= Problem requirements =
Gather each line of the records where "import" appears.
-- Entries supplied follows --
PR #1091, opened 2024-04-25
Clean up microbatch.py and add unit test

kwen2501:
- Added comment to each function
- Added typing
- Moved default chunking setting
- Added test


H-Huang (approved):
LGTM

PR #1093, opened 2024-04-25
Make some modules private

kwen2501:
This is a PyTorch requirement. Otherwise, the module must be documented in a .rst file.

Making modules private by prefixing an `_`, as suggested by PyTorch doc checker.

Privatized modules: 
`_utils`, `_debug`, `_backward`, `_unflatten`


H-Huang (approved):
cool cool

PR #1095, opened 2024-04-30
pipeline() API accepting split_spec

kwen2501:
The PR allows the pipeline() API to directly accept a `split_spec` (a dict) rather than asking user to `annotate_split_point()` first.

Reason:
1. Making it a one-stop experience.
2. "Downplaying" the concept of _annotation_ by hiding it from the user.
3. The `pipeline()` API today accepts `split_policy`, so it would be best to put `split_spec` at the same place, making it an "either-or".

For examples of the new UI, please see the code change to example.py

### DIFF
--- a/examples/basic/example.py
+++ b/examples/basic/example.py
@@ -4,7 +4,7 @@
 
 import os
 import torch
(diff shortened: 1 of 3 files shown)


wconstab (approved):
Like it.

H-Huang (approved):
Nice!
-- Entries supplied concluded --
-- Entries supplied follows --
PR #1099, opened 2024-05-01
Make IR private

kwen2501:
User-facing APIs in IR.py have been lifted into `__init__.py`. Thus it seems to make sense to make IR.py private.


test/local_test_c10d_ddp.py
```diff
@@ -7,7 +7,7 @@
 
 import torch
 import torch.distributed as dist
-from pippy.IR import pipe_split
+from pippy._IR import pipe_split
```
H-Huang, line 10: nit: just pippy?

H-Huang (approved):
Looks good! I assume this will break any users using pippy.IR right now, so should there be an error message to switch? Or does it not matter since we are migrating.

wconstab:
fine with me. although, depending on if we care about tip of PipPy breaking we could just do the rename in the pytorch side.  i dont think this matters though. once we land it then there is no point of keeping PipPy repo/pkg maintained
-- Entries supplied concluded --
= Response box =
 import os
 import torch
 import torch
 import torch.distributed as dist
-from pippy.IR import pipe_split
+from pippy._IR import pipe_split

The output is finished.